ACT IV. SCENE 1. Troy. A street

Enter, at one side, AENEAS, and servant with a torch; at another, PARIS, DEIPHOBUS, ANTENOR, DIOMEDES the Grecian, and others, with torches

PARIS. See, ho! Who is that there?

DEIPHOBUS. It is the Lord

AENEAS.

AENEAS. Is the Prince there in person? Had I so good occasion to lie long As you, Prince Paris, nothing but heavenly business Should rob my bed-mate of my company.

DIOMEDES. That's my mind too. Good morrow, Lord

AENEAS.

PARIS. A valiant Greek, Aeneas -take his hand: Witness the process of your speech, wherein You told how Diomed, a whole week by days, Did haunt you in the field.

AENEAS. Health to you, valiant sir, During all question of the gentle truce; But when I meet you arm'd, as black defiance As heart can think or courage execute.

DIOMEDES. The one and other Diomed embraces. Our bloods are now in calm; and so long health! But when contention and occasion meet, By Jove, I'll play the hunter for thy life With all my force, pursuit, and policy.

AENEAS. And thou shalt hunt a lion, that will fly With his face backward. In humane gentleness, Welcome to Troy! now, by Anchises' life, Welcome indeed! By Venus' hand I swear No man alive can love in such a sort The thing he means to kill, more excellently.

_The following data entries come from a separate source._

PR #1098, opened 2017-10-21
Add tests for MapTransformer

### LINKED ISSUE #601: Write tests for CodeCorps.Adapter.MapTransformer
# Problem

`transform/2` and `transform_inverse/2` need at least some basic testing done.

Just basic tests for the clear case described by docs should do for now. If we encounter bugs to the code along the way, we can then add regression tests and fix as it happens.

tteerawat:
# What's in this PR?

Add basic tests for `CodeCorps.Adapter.MapTransformer` module.

## References
Fixes #601


joshsmith:
Excellent! This looks great. Thanks so much for doing this.

joshsmith (approved):

PR #1103, opened 2017-10-22
Update exdoc to add groups for modules and improve some docs

joshsmith:
# What's in this PR?

Update exdoc to add groups for modules and improve some docs


joshsmith:
Since these are just changes to docs, I'm merging to save some time.

PR #1104, opened 2017-10-22
Refactor comment deletion and ensure all comment records are deleted

### LINKED ISSUE #1100: Comment deletion should delete both Comment and GithubComment records
# Problem

Right now the comment deleter for the GitHub API events only deletes `Comment` records and not the accompanying `GithubComment` records. This should be rewritten to delete both, since a comment is no longer accessible from Github's API after deletion, which makes it not useful on our side.

joshsmith:
# What's in this PR?

- Moves the comment deleter logic into the separate appropriate syncing responsibilities
- Ensures both `Comment` and `GithubComment` records are deleted when a comment is deleted on GitHub

## References
Fixes #1100


begedin (approved):

begedin:
@JoshSmith I'm expecting to get conflicts in #1105 if I don't (at the very least in tests), so I'll merge this one myself.

PR #1113, opened 2017-10-24
GitHub pagination

### LINKED ISSUE #1107: Add support for GitHub requests which involve pagination
# Problem

Our api needs support for pagination in order to deal with initial syncing of github requests

http://justincalleja.com/2016/01/26/elixir-streams-reload/#How_to_fetch_Github_organization_repos_and_their_pagination has a pretty nice writeup on how we could potentially implement that.

However, while streams can be done in paralel, the write up in that link does it sequentially, since it relies on `links.next_page` to fetch each page of results.

GitHub does not recommended this, but we definitely could
- get the first page to figure out how many pages there are
- create a parallel request for each page

- entrypoint should be `CodeCorps.GitHub`
- since pagination is on GET requests, there should not be a need to support specifying the method as an argument - `get_all` or something like that would work
- it's used for syncing, so it should be an integration request

Once we have that, we could continue by adding higher level functions to our individual endpoints, **in separate issues**.

- `GitHub.API.Installation.repositories` may have to be enhanced to support this
- `GitHub.API.Repository.issues` needs to be implemented
- `GitHub.API.Issue.comments` needs to be implemented

### LINKED ISSUE #1109: Implement GitHub.API.Repository module
# Problem

#1107 will allow us to implement a  `GitHub.API.Repositories` module with, initially, an `issues(GithubRepo.t)` function which fetches all issues for a github repository.

Considering how we want to deal with our syncing, we may want the function return a stream instead of a loaded list.

This is blocked until we actually implement #1107

begedin:
- Adds GitHub request pagination
- Adds repository issue syncing
- Adds acceptance testing of the GitHub API

Closes #1109


begedin:
Note that if we want to figure out the eagier approach, we could still do it in a semi-streamable fashion. 

For example, we can get a stream of requests, then evaluate it using `Stream.chunk_every`

test/support/github/test_helpers.ex
```diff
@@ -33,4 +33,16 @@ defmodule CodeCorps.GitHub.TestHelpers do
...
+  defmacro with_real_api(do: block) do
+    quote do
+      old_mock = Application.get_env(:code_corps, :github)
+      Application.put_env(:code_corps, :github, CodeCorps.GitHub.API)
+
+      unquote(block)
+
+      Application.put_env(:code_corps, :github, old_mock)
+    end
+  end
```
joshsmith, line 104: This uses the real API to test. I feel fairly confident that we should introduce _some_ acceptance tests rather than letting our production server serve as that fallback. They should be kept to a bare minimum (like in this case testing a sync of a repository should only be done maybe when merging from staging to master).

I'm not comfortable right now, though, with the best way to do this with `tags`. Could use thoughts.

test/lib/code_corps/github/api/repository_test.exs
```diff
@@ -0,0 +1,47 @@
...
+
+    test "calls github API with the real API" do
+      owner = "baxterthehacker"
+      repo = "public-repo"
+      github_app_installation = insert(:github_app_installation, github_account_login: owner)
+      github_repo = insert(:github_repo, github_app_installation: github_app_installation, name: repo)
+
+      {:ok, issues} = Repository.issues(github_repo)
+
+      assert Enum.count(issues) == 8
```
joshsmith: This doesn't actually use the `with_real_api` right now. It should.

lib/code_corps/validators/time_validator.ex
```diff
@@ -11,7 +11,10 @@ defmodule CodeCorps.Validators.TimeValidator do
   def validate_time_after(%{data: data} = changeset, field) do
     previous_time = Map.get(data, field)
     current_time = Changeset.get_change(changeset, field)
-    case current_time |> Timex.after?(previous_time) do
+    is_after = current_time |> Timex.after?(previous_time)
+    is_equal = current_time |> Timex.equal?(previous_time)
+    after_or_equal = is_after || is_equal
+    case after_or_equal do
```
joshsmith, line 17: Nothing is testing for this change yet.

lib/code_corps/github/api/eager_api.ex
```diff
@@ -0,0 +1,83 @@
+defmodule CodeCorps.GitHub.EagerAPI do
+  @moduledoc """
+  Eager loads a resource from the GitHub API by fetching all of its pages in
+  parallel.
+  """
+
+  def get_all(url, headers, options) do
+    HTTPoison.start
+    {:ok, response} = HTTPoison.get(url, headers, options)
```
joshsmith, line 9: This should likely be modified to call into a more central place so we can mock the `%HTTPoison.Response{}` (headers included). Otherwise it will be hard to test pagination.

joshsmith:
Coverage of `GitHub.API` has gone down due to the `defdelegate get_all`

lib/code_corps/github/api/eager_api.ex
begedin: I'm thinking we have an `API.Gateway` which simply has a request method that calls `HTTPosion`. Response parsing can be done in this module. We then mock the gateway in tests.

lib/code_corps/github/api/eager_api.ex
```diff
@@ -0,0 +1,83 @@
...
+
+    first_page = Poison.decode!(response.body)
+    case response.headers |> retrieve_total_pages do
+      1 -> first_page
+      total ->
+        first_page ++ get_remaining_pages(total, url, headers, options) |> List.flatten
+    end
```
begedin, line 16: With having a separate gateway, our `marshall_response` could then

- check if the headers contains a `"Links"` key 
- if it does (and optionally, doable in a separate PR, if an option is set to get all), it calls this code which makes additional requests for further pages

This isn't absolutely needed in this PR, but could be an approach

lib/code_corps/validators/time_validator.ex
begedin: I'm OK with creating an issue and doing it separately.

test/support/github/test_helpers.ex
begedin: Not sure what the perfect approach is, but  we could make a command alias, for example `mix test.acceptance`, which basically calls `mix test --include :acceptance`

Then we setup  `mix test` to auto-exclude tests with the tag `:acceptance`. 

If we want to use the same test in acceptance and mock API mode, that's probably also doable, but we'll have to be creative. I'm not sure what the approach would be in that case.

begedin (commented):
I have some comments here, hope that helps.

joshsmith (approved):

PR #1118, opened 2017-10-25
Change timestamps fields in model to utc timezone #988

### LINKED ISSUE #988: Replace all timestamps with utc_datetime
- [ ] `@timestamps_opts [type: :utc_datetime] in the model file.`

This is a great article explaining the differences.

https://www.amberbit.com/blog/2017/8/3/time-zones-in-postgresql-elixir-and-phoenix/

paulorsouza:
# What's in this PR?

List the changes you made and your reasons for them.

## References
Fixes #988

### DIFF
--- a/lib/code_corps/model/auth_token.ex
+++ b/lib/code_corps/model/auth_token.ex
@@ -17,7 +17,7 @@ defmodule CodeCorps.AuthToken do
 
     belongs_to :user, CodeCorps.User
 
-    timestamps()
+    timestamps(type: :utc_datetime)
   end
 
   @doc """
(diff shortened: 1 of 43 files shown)


snewcomer (commented):
Nice work!

Not sure if this comment applies, but the only other thing I saw from this article was updating the migrations to include `timestampz` for when you connect to the application via psql or something.  Not something critical, but just thought I would bring it up.

https://www.amberbit.com/blog/2017/8/3/time-zones-in-postgresql-elixir-and-phoenix/

begedin (commented):
I can't find any information on how this would deal with existing timestamps.

The way I understand it, the default type for migrations is `:naive_datetime`.

The changes here make it so the existing timestamps are interpreted as having the `utc` timezone even if the database field itself has no timezone information? 

If that is the case, this looks good to me.

If it is not, we may need a migration to change the existing fields.

snewcomer:
This PR could, sadly, be closed.  Sry since this was prob quite a bit of work on your end :(.  See bottom of #988 for how it is already configured.  @paulorsouza wish we could have got this PR in for ya.  Lmk if there is another PR you want to jump on.

PR #1119, opened 2017-10-25
Fix identifiers in views to not preload for belongs_to IDs

joshsmith:
# What's in this PR?

Fixes identifiers in views to not preload when all we need is the relationship ID displayed.


begedin (dismissed):
Looks good. Love the performance boost. Should be good to go once tests are fixed.

joshsmith:
I love it, too, especially later in the summer.

PR #65, opened 2022-10-05
Small fix to remove runtime errors from NA's

qubixes:
It also resolves some more problems with mixed integer columns, which apparently have been recently introduced into pandas. Adds tests to prevent the same issue in the future (although runtime errors won't be caught).


metasynth/distribution/base.py
```diff
@@ -35,6 +35,8 @@ def fit(cls, series: Sequence, *args, **kwargs) -> BaseDistribution:
             Fitted distribution.
         """
         pd_series = cls._to_series(series)
+        if len(pd_series) == 0:
+            return cls._example_distribution()
```
vankesteren, line 39: Ok nice; 

I notice we are using example distribution a lot throughout, should we call it something different? Default distribution?

vankesteren (approved):

vankesteren:
Approved! check my comment above but that could be done in a different PR; we can convert it to a very small issue.

metasynth/distribution/base.py
qubixes: > Ok nice;
> 
> I notice we are using example distribution a lot throughout, should we call it something different? Default distribution?

Yes, I wasn't planning to use it that much, but now that it's usage has increased, maybe a `default_distribution` makes more sense. Let's do it in another pull request indeed.

PR #66, opened 2022-10-05
Possible polars version of MetaSynth

qubixes:
It seems to mostly work, with some part still to be implemented. Notably:

- dtype stuff, need to figure out polars dtypes from strings.
- categories: Currently untested/not used in the example code.
- Tests: Most are not working.


metasynth/distribution/base.py
```diff
@@ -203,7 +204,7 @@ def __getattr__(self, attr: str):
 
     @classmethod
     def _fit(cls, values):
-        param = cls.dist_class.fit(values[~np.isnan(values)])
+        param = cls.dist_class.fit(values.drop_nans())
```
qubixes, line 207: Change to drop_nulls

vankesteren:
So decision on this: We will continue exploring using polars as backend because it streamlines our code.

Important task: find out how well pandas <-> polars conversion works!

PS: I also just found the [tidypolars](https://tidypolars.readthedocs.io/en/latest/index.html) package, which I love already.

metasynth/distribution/base.py
```diff
@@ -42,17 +43,19 @@ def fit(cls, series: Sequence, *args, **kwargs) -> BaseDistribution:
 
     @staticmethod
     def _to_series(values: Sequence):
-        if isinstance(values, pandas.Series):
-            series = values.dropna()
+        if isinstance(values, pl.Series):
+            series = values.drop_nulls()
+        elif isinstance(values, pd.Series):
+            series = pl.Series(values).drop_nulls()  # pylint: disable=assignment-from-no-return
```
vankesteren, line 49: So this is where the conversion happens. This was extensively tested for different data types yeah?

metasynth/distribution/categorical.py
```diff
@@ -1,11 +1,11 @@
 """Module containing categorical distributions."""
 
-from typing import Sequence, Union
+from typing import Union
 
 import pandas as pd
```
vankesteren, line 5: dependence on pandas should be removed here (also in line 58 of this file)

metasynth/distribution/discrete.py
```diff
@@ -116,21 +109,20 @@ def draw(self):
...
-        vals = values[~np.isnan(values)]
-        if np.min(values) < self.low:
+    def _information_criterion(self, values):
+        if values.min() < self.low:
             return 3+999*len(values)
 
         # If the values are not unique the fit is extremely bad.
-        if len(set(vals)) != len(vals):
+        if len(set(values)) != len(values):
             return 3+999*len(values)
```
vankesteren, line 118: This somehow seems sketchy. Do we still use this?

metasynth/distribution/discrete.py
```diff
@@ -116,21 +109,20 @@ def draw(self):
...
-        high = np.max(vals)+1
+        low = values.min()
+        high = values.max()+1
 
         if self.consecutive == 1:
             # Check if the values are truly
-            if len(vals) == high-low and np.all(vals == np.arange(low, high)):
+            if len(values) == high-low and np.all(values.to_numpy() == np.arange(low, high)):
                 return 3
             return 3+999*len(values)
```
vankesteren, line 127: same here

metasynth/var.py
```diff
@@ -70,7 +82,7 @@ def __init__(self,  # pylint: disable=too-many-arguments
                              " prop_missing is None.")
 
     @classmethod
-    def detect(cls, series_or_dataframe: Union[pd.Series, pd.DataFrame],
+    def detect(cls, series_or_dataframe: Union[pd.Series, pl.Series, pl.Series, pl.DataFrame],
```
vankesteren, line 85:
```suggestion
    def detect(cls, series_or_dataframe: Union[pd.Series, pl.Series, pl.DataFrame],
```

metasynth/var.py
```diff
@@ -92,28 +104,32 @@ def detect(cls, series_or_dataframe: Union[pd.Series, pd.DataFrame],
...
+            "int": "discrete",
+            "float": "continuous",
             "date": "date",
-            "datetime64": "datetime",
             "datetime": "datetime",
             "time": "time",
+            "str": "string",
+            "categorical": "categorical"
         }
         try:
```
vankesteren, line 134: I would expect that we don't use this anymore? this should be done by pandas -> polars conversion function and then we only have to maintain one vartype conversion list (namely polars to metasynth).

setup.py
```diff
@@ -23,6 +23,8 @@
     python_requires='~=3.7',
     install_requires=[
         "pandas",
```
vankesteren, line 25: can we somehow make pandas an optional dependency? is there a way to do that in python? as in: package works completely without pandas, but if you want to use the pandas functionality you can install it.

tests/test_dataset.py
```diff
@@ -3,32 +3,46 @@
...
+    "Fare": "float",
+}
+
+
+def _read_csv(fp, dataframe_lib):
+    if dataframe_lib == "pandas":
+        df = pd.read_csv(fp, dtype=dtypes)
+        return df.iloc[:100]
+    else:
+        df = pl.read_csv(fp, dtypes={x: pl.Categorical for x, x_type in dtypes.items() if x_type == "category"})
```
vankesteren, line 35: haha nice

vankesteren (approved):
Conditional approve: can you answer / look at my comments before merging?

vankesteren:
oh yes, could #78 be merged before merging this one?

metasynth/dataset.py
```diff
@@ -115,7 +115,7 @@ def from_dataframe(cls,
             spec = deepcopy(spec)
 
         all_vars = []
-        for col_name in list(df):
+        for col_name in df.columns:
```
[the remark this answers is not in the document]
qubixes: I agree!

metasynth/distribution/base.py
qubixes: It should work for most at least arrays and pandas DataFrames, probably lists as well.

metasynth/distribution/categorical.py
qubixes: Are you sure? I think for the annotations, pandas dataframes should be allowed here.

metasynth/distribution/discrete.py
qubixes: Which part do you find sketchy? I do think this is still used to determine whether we need to send a warning.

metasynth/var.py
qubixes: This is the polars -> metasynth conversion. :) I updated the names/code.

setup.py
qubixes: Yes, but we need pandas for some checks, so we need to set it as a requirement, unless we rearrange the code.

DIOMEDES. We sympathise. Jove let Aeneas live, If to my sword his fate be not the glory, A thousand complete courses of the sun! But in mine emulous honour let him die With every joint a wound, and that to-morrow!

AENEAS. We know each other well.

DIOMEDES. We do; and long to know each other worse.

PARIS. This is the most despiteful'st gentle greeting The noblest hateful love, that e'er I heard of. What business, lord, so early?

AENEAS. I was sent for to the King; but why, I know not.

PARIS. His purpose meets you: 'twas to bring this Greek To Calchas' house, and there to render him, For the enfreed Antenor, the fair Cressid. Let's have your company; or, if you please, Haste there before us. I constantly believe- Or rather call my thought a certain knowledge- My brother Troilus lodges there to-night. Rouse him and give him note of our approach, With the whole quality wherefore; I fear We shall be much unwelcome.

AENEAS. That I assure you: Troilus had rather Troy were borne to Greece Than Cressid borne from Troy.

PARIS. There is no help; The bitter disposition of the time Will have it so. On, lord; we'll follow you.

AENEAS. Good morrow, all.

Exit with servant

PARIS. And tell me, noble Diomed-faith, tell me true, Even in the soul of sound good-fellowship- Who in your thoughts deserves fair Helen best, Myself or Menelaus?

DIOMEDES. Both alike: He merits well to have her that doth seek her, Not making any scruple of her soilure, With such a hell of pain and world of charge; And you as well to keep her that defend her, Not palating the taste of her dishonour, With such a costly loss of wealth and friends. He like a puling cuckold would drink up The lees and dregs of a flat tamed piece; You, like a lecher, out of whorish loins Are pleas'd to breed out your inheritors. Both merits pois'd, each weighs nor less nor more; But he as he, the heavier for a whore.

PARIS. You are too bitter to your country-woman.

DIOMEDES. She's bitter to her country. Hear me, Paris: For every false drop in her bawdy veins A Grecian's life hath sunk; for every scruple Of her contaminated carrion weight A Troyan hath been slain; since she could speak, She hath not given so many good words breath As for her Greeks and Troyans suff'red death.

PARIS. Fair Diomed, you do as chapmen do, Dispraise the thing that you desire to buy; But we in silence hold this virtue well: We'll not commend what we intend to sell. Here lies our way.